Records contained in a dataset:
PR #5569, opened 2020-05-08
atc: behavior: consolidate component runners, minor cleanups

vito:
# Why is this PR needed?

We have four nearly word-for-word identical implementations of the same code for running various components on an interval. 

Consolidate these implementations and use it as a scenario for exploring `testify` usage for non-trivial code.

This PR consolidates them into a `component/` package, tested through `testify`, and also converts the `builds/` package over to `testify` in preparation for #5504 which migrates the build planner interface over to it.

Along the way, it also fixes two oddities:

1. Var source collection need not be a component.
1. Static worker registration code got in the way so I removed it; it should be dead code as it existed purely for a dev flow many years ago which we haven't used since.

# Contributor Checklist

- [ ] Unit tests
- [ ] Integration tests

# Reviewer Checklist

- [ ] Code reviewed
- [ ] Tests reviewed
- [ ] Documentation reviewed
- [ ] Release notes reviewed
- [ ] PR acceptance performed


atc/scheduler/runner.go
```diff
@@ -34,7 +35,7 @@ type schedulerRunner struct {
 	running            *sync.Map
 }
 
-func NewRunner(logger lager.Logger, jobFactory db.JobFactory, scheduler BuildScheduler, maxJobs uint64) Runner {
+func NewRunner(logger lager.Logger, jobFactory db.JobFactory, scheduler BuildScheduler, maxJobs uint64) component.Runnable {
```
pivotal-jwinters, line 38: If this returned `*schedulerRunner`, then we wouldn't need to depend on the component package here.

atc/component/scheduler.go
```diff
@@ -0,0 +1,76 @@
...
+// Schedulable represents a workload that is executed normally on a periodic
+// schedule, but can also be run immediately.
+type Schedulable interface {
+	RunPeriodically(context.Context)
+	RunImmediately(context.Context)
+}
+
+// Scheduler runs a workload periodically, or immediately upon receiving a
+// notification.
+type Scheduler struct {
```
pivotal-jwinters, line 29: Calling this a `Scheduler` is a bit confusing given the importance of the actual scheduler. Maybe just simply `Runner`?

atc/component/scheduler.go
```diff
@@ -0,0 +1,76 @@
...
+	"context"
+	"os"
+	"time"
+
+	"code.cloudfoundry.org/clock"
+	"code.cloudfoundry.org/lager"
+	"code.cloudfoundry.org/lager/lagerctx"
+)
+
+var Clock = clock.NewClock()
```
pivotal-jwinters, line 13: Is there a reason to make this a global variable? It could make testing more difficult.

atc/builds/tracker_test.go
```diff
@@ -1,123 +1,107 @@
...
 
-var _ = Describe("Tracker", func() {
-	var (
-		fakeBuildFactory *dbfakes.FakeBuildFactory
-		fakeEngine       *enginefakes.FakeEngine
-
-		tracker *builds.Tracker
-		logger  *lagertest.TestLogger
-	)
+type TrackerSuite struct {
```
pivotal-jwinters, line 18: Should this be part of this PR? Isn't this part of the other refactor?

atc/atccmd/command.go
```diff
@@ -965,25 +1004,21 @@ func (cmd *RunCommand) constructBackendMembers(
...
-			logger.Session(atc.ComponentBuildReaper),
-			gc.NewBuildLogCollector(
+		},
+		{
+			Component: atc.Component{
+				Name:     atc.ComponentBuildTracker,
+				Interval: cmd.BuildTrackerInterval,
+			},
+			Runnable: builds.NewTracker(dbBuildFactory, engine),
+			Drainer:  engine,
```
pivotal-jwinters, line 1014: I wonder if it makes sense to compose the Drainer into the Runnable interface. It would be nice for anyone implementing a component to just have to implement the Drain method alongside Run, and not have to know to do this. I'm thinking something along the lines of a RunDrainer (similar to a ReadCloser).

atc/atccmd/command.go
```diff
@@ -560,17 +563,58 @@ func (cmd *RunCommand) constructMembers(
...
-	return append(apiMembers, append(backendMembers, gcMembers...)...), nil
+	// technically these could come from any conn; the choice of apiConn is
+	// arbitrary
+	bus := apiConn.Bus()
+	componentFactory := db.NewComponentFactory(apiConn)
+
+	members := apiMembers
+	components := append(backendComponents, gcComponents...)
+	for _, c := range components {
+		dbComponent, err := componentFactory.CreateOrUpdate(c.Component)
```
pivotal-jwinters, line 584: Ah this makes way more sense

atc/component/scheduler.go
vito: It's actually exposed so that it can be reassigned in the tests. 🙂 I don't feel too strongly about this but I've seen that pattern in other projects and it feels like a decent way to keep objects from ending up "over-injected" with things that we'd never want to change IRL.

atc/scheduler/runner.go
vito: 👍  I can make the type public and just return it directly.

pivotal-jwinters: You don't even have to make it public, private structs still conform to all the necessary interfaces and it stops other packages from using those types.

atc/component/scheduler.go
vito: Yeah agreed, this is one of those wishy-washy names and we already use it elsewhere. I guess `Runner` gels well with `Runnable`. I can try that out!

atc/builds/tracker_test.go
vito: I put it here so that at the end the `atc/builds/` package can be fully one test framework, which is accomplished by the removal of the tracker runner, which is part of this PR.

atc/component/scheduler.go
pivotal-jwinters: Do the testify tests not run in parallel?

I feel like "over-injected" methods is a smell that we shouldn't be hiding away.

atc/atccmd/command.go
vito: I actually had it that way at one point, but we don't have any other cases where a component needs to drain, so it didn't feel worth making all of the interfaces (including `Coordinator` and `Scheduler`) more complicated.

Felt like putting it up here was better so we don't have 3/4 components with no-op `Drain` methods, and this particular functionality is already covered at the integration level anyway. More generally I would prefer to avoid relying on explicit draining too much since you never know when the ATC will get `kill -9`ed, and it often leads to annoying slowness when shutting down the `web` nodes.

atc/scheduler/runner.go
vito: Yeah, I just find that pattern kind of awkward. I've never really seen that in idiomatic Go codebases. 😕 Would be nice to just export the type and maybe even give it Godoc treatment. In cases like this I'd place more value on idiomatic than defensive code; we can catch that kind of stuff in PR review, and it seems unlikely to occur anyway.

atc/component/scheduler.go
vito: I definitely don't plan to do that for *all* injection; it's mainly that telling an object to use a "real clock" in production code when it's clearly just for testing feels a little goofy and adds noise to the real live code which we'll be reading forever.

`go test` runs tests in series unless you explicitly call `t.Parallel()` in the tests you want to run in parallel. (Side note: this looks like a good thing to watch to suss out any order dependence - https://github.com/golang/go/issues/28592)

atc/scheduler/runner.go
pivotal-jwinters: Why is it awkward? The whole point of having a constructor in the first place is because you want to control the creation of those objects.

atc/atccmd/command.go
pivotal-jwinters: Each component wouldn't need to have a no-op implementation of Drain. Instead we could wrap each in a NoopRunDrainer whenever it needs to fulfill that interface.

atc/scheduler/runner.go
vito: It's a pattern that seems to assume the codebase is a hostile environment with consumers of our APIs that don't know what they're doing. These seem like rare situations to catch in code review and tests.

We *could* abuse all kinds types exported by `stdlib` and third party packages by avoiding the constructor, but we don't. I've never really seen this pattern applied anywhere that we use.

It's awkward because it forces the caller to come up with an interface but only if they try to use the object in a certain way. Returning a private type means I can use the object so long as I do `foo := ...` and use `foo` within one function, but the moment I have to pass it as an argument somewhere (e.g. a private method) or if I use the `var foo` syntax, I can't be cause I can't refer to the type. So then the I have to explicitly declare an interface. Sure, it's nice having an explicit interface for the contract, but it really doesn't buy you anything if you weren't intending to have an interface already. The compiler will let you know if the interface breaks your expectations either way.

Returning a private type would also be a problem for the tests since they don't share the private namespace. They could just use the `component.Runnable` interface or declare their own, but then we've just moved the dependency from the package to the package's tests, or we've added an interface that we just have to keep changing to match the "real" interface.

To me, the upside of being more idiomatic code that can be documented with `godoc` outweighs the risk mitigated by having full control over the construction.

atc/atccmd/command.go
vito: Ahhh I see, you're not saying to add `Drain` to the `Runnable` interface, you're saying we can add another interface which components can conform to and if they do we'll do the draining automatically. Yeah I'll play with that!

atc/scheduler/runner.go
pivotal-jwinters: > It's awkward because it forces the caller to come up with an interface but only if they try to use the object in a certain way. Returning a private type means I can use the object so long as I do foo := ... and use foo within one function, but the moment I have to pass it as an argument somewhere (e.g. a private method) or if I use the var foo syntax, I can't because I can't refer to the type. So then the I have to explicitly declare an interface. Sure, it's nice having an explicit interface for the contract, but it really doesn't buy you anything if you weren't intending to have an interface already.

You say this as if it's a bad thing lol. Forcing people to be explicit about what they accept by defining an interface is good design. It's also probably the most idiomatic thing about go.

pivotal-jwinters: Honestly I don't really care about this specific case. I just want to make sure that we're being consistent with the rest of the codebase. And if we're not going to be consistent we need a good reason.

vito: I would prefer to be consistent with practices that are common in the Go community so that we can enforce them through tooling like `golint`, which now that I check it complains about this exact scenario:

```
atc/scheduler/runner.go:37:105: exported func NewRunner returns unexported type *scheduler.schedulerRunner, which can be annoying to use
```

Interfaces are great, but forcing someone to write an interface just for the sake of having one isn't intrinsically valuable. It can end up just being a maintenance burden and a mild headache as you can never 'go to definition' in your editor.

atc/component/scheduler_test.go
```diff
@@ -0,0 +1,158 @@
...
+	})
+
+	defer func() {
+		process.Signal(os.Interrupt)
+		<-process.Wait()
+	}()
+
+	s.Run("runs periodically on component interval", func() {
+		s.clock.WaitForWatcherAndIncrement(interval)
+		<-ranPeriodically
```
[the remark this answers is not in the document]
vito: Yeah, these test situations are kind of annoying since both approaches have downsides.

I stopped using `Eventually` even in Ginkgo/Gomega because it ended up causing way too many CI flakes that were just caused by the worker being under more load than usual.

Nowadays I prefer to accept the risk of the test hanging indefinitely - usually those failures don't escape developer machines, and if they make it to CI they tend to motivate people to fix the tests. 😄 I think that's the better tradeoff since it prevents us from becoming numb to flakiness.

vito:
@aoldershaw @clarafu Thanks for the reviews! Just rebased on master and addressed the comments. Noticed along the way that I deleted the scheduler runner tests, which was a mistake - those are back now too. (I only meant to delete the *interval* runner tests.)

• WHAT TO DO
Check every line of the data, and copy the ones that contain "scenario".

• ANSWER TO THE PROBLEM
Consolidate these implementations and use it as a scenario for exploring `testify` usage for non-trivial code.
vito: I would prefer to be consistent with practices that are common in the Go community so that we can enforce them through tooling like `golint`, which now that I check it complains about this exact scenario:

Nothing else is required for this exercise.